Your goal:
From the records below, please repeat exactly the line that has "PR #244, opened 2018-05-11", the line that has "--- a/shopify/resources/inventory_level.py", and every line between them, and nothing else.

━━━━

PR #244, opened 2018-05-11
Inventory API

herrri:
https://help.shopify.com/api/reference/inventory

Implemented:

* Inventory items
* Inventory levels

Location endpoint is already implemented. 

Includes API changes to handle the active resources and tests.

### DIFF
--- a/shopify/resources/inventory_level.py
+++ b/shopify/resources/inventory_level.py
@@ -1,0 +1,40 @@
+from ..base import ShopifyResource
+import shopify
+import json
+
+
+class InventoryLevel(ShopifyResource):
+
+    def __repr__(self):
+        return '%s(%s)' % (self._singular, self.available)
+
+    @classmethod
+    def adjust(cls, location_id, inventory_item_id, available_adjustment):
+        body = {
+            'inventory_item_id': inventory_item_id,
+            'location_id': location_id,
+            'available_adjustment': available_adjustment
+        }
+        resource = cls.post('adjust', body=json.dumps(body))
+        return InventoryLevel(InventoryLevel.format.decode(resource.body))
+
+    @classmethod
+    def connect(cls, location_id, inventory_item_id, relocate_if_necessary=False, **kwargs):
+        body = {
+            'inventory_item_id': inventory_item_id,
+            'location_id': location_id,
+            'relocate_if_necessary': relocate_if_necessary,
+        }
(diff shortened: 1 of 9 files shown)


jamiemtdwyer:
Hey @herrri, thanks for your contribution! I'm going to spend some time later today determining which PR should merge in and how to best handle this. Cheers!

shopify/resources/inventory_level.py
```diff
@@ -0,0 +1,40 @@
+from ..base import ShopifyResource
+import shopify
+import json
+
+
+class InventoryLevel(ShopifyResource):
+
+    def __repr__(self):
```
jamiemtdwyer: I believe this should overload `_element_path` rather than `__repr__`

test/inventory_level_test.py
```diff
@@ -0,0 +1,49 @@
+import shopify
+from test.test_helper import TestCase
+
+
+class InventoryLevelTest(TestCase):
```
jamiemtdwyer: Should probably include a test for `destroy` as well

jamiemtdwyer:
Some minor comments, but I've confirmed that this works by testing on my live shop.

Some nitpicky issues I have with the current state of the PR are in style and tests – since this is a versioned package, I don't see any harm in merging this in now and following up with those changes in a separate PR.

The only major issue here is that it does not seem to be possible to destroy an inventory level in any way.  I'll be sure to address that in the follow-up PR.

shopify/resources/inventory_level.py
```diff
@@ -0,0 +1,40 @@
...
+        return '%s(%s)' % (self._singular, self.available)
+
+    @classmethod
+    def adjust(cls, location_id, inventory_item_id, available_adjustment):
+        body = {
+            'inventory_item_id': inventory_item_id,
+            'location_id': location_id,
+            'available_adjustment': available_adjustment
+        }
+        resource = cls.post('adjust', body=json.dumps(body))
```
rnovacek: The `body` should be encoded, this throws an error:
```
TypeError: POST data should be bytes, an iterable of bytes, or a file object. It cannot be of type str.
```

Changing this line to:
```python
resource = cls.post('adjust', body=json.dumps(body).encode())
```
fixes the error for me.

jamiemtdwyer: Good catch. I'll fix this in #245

━━━━

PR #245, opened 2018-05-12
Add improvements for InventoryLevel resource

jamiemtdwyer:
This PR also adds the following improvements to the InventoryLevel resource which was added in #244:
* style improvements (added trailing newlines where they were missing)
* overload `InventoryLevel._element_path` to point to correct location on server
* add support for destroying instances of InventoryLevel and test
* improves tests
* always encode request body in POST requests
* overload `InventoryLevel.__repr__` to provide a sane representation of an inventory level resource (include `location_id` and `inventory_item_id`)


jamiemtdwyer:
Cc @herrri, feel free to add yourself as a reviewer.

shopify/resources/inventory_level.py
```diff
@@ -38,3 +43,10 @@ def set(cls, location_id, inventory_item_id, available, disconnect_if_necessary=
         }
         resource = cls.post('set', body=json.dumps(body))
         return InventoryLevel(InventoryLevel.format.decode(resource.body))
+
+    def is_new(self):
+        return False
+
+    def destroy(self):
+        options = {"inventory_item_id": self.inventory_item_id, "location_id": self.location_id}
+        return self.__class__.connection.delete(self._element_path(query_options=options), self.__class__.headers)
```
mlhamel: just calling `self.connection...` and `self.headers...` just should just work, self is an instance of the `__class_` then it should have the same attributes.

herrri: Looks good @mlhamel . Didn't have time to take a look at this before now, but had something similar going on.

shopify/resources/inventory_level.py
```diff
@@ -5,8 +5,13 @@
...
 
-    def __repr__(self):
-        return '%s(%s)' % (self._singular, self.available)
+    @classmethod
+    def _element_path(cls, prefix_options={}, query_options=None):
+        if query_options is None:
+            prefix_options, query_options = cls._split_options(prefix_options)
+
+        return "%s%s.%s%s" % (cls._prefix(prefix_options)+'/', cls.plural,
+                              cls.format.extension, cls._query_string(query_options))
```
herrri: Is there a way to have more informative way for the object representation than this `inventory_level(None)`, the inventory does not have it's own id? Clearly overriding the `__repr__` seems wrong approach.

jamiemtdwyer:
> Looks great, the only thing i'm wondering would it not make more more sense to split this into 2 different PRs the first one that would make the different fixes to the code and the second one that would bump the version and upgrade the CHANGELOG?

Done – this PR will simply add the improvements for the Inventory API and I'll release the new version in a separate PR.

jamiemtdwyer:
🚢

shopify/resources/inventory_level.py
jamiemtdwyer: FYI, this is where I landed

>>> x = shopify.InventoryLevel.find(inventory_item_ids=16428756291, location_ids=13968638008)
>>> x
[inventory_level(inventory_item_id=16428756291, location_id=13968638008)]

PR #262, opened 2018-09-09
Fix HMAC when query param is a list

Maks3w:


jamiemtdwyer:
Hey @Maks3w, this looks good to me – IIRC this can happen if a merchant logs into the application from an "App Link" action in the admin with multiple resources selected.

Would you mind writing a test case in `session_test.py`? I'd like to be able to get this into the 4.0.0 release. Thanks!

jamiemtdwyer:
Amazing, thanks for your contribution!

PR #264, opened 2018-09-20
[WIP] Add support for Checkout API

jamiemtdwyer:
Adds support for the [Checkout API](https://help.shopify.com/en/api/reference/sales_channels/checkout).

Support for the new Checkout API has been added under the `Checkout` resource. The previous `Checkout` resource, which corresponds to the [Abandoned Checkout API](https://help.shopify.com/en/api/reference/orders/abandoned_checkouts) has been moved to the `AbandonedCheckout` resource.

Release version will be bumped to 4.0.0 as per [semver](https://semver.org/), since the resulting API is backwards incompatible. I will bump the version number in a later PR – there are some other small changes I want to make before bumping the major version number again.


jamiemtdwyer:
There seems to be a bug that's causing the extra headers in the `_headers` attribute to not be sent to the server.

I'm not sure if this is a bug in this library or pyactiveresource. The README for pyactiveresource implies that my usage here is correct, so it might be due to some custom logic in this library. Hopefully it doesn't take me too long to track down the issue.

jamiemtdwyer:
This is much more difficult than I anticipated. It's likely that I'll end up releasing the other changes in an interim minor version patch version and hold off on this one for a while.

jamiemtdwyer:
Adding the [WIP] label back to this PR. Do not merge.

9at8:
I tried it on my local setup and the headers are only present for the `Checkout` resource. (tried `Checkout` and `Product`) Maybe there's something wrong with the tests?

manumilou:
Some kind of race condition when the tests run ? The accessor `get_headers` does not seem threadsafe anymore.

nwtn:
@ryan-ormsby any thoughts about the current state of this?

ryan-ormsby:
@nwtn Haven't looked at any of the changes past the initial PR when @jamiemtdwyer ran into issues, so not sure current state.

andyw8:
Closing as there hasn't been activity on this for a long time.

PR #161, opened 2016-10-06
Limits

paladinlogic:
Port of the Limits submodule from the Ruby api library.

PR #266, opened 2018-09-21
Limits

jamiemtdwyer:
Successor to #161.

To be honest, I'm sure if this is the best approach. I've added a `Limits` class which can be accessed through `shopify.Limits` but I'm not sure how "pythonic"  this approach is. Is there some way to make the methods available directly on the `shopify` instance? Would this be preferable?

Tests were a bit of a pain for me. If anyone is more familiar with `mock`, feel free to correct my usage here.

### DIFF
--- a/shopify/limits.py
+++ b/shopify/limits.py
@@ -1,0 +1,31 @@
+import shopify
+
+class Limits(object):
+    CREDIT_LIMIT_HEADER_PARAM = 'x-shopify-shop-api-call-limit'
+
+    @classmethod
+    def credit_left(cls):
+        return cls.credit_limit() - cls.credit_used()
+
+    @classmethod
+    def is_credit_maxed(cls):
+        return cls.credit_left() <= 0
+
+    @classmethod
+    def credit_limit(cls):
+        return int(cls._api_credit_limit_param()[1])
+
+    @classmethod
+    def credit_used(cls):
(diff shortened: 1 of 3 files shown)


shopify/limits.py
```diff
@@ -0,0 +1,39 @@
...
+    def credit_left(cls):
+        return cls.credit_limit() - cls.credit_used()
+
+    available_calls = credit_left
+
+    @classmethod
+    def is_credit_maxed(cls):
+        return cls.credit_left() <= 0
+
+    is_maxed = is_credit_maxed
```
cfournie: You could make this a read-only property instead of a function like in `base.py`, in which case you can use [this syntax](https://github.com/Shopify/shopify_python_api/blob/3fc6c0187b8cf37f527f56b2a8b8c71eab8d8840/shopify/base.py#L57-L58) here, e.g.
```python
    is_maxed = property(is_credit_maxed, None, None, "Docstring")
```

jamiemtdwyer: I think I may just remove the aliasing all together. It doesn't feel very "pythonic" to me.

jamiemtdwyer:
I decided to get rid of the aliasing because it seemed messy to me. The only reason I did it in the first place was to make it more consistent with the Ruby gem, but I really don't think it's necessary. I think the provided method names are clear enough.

━━━━

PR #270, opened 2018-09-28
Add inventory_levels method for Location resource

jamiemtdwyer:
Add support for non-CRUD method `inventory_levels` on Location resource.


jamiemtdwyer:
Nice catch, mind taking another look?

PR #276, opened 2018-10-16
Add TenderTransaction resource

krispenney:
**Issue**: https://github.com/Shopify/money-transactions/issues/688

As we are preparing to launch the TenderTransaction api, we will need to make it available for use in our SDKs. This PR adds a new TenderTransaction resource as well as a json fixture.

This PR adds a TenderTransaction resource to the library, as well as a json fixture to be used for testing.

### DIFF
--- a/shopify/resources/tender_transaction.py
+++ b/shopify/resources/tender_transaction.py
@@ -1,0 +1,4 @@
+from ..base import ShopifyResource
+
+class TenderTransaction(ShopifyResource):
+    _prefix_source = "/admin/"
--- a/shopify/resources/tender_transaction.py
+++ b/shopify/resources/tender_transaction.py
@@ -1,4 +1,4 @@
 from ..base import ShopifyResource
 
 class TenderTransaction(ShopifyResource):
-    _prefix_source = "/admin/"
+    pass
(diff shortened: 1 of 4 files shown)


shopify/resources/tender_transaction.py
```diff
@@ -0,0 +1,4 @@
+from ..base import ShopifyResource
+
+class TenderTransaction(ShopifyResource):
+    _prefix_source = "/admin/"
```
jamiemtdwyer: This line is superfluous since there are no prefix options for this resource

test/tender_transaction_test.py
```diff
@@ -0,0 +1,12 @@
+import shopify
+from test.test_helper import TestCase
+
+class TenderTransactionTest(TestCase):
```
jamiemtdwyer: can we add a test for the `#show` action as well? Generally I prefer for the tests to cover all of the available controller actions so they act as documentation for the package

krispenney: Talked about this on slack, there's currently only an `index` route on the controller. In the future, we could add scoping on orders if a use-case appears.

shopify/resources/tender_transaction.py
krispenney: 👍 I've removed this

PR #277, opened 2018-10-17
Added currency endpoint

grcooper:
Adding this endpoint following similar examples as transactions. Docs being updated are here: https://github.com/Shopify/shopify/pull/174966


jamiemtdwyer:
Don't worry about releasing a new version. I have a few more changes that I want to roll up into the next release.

━━━━

Written response:
PR #244, opened 2018-05-11
Inventory API

herrri:
https://help.shopify.com/api/reference/inventory

Implemented:

* Inventory items
* Inventory levels

Location endpoint is already implemented. 

Includes API changes to handle the active resources and tests.

### DIFF
--- a/shopify/resources/inventory_level.py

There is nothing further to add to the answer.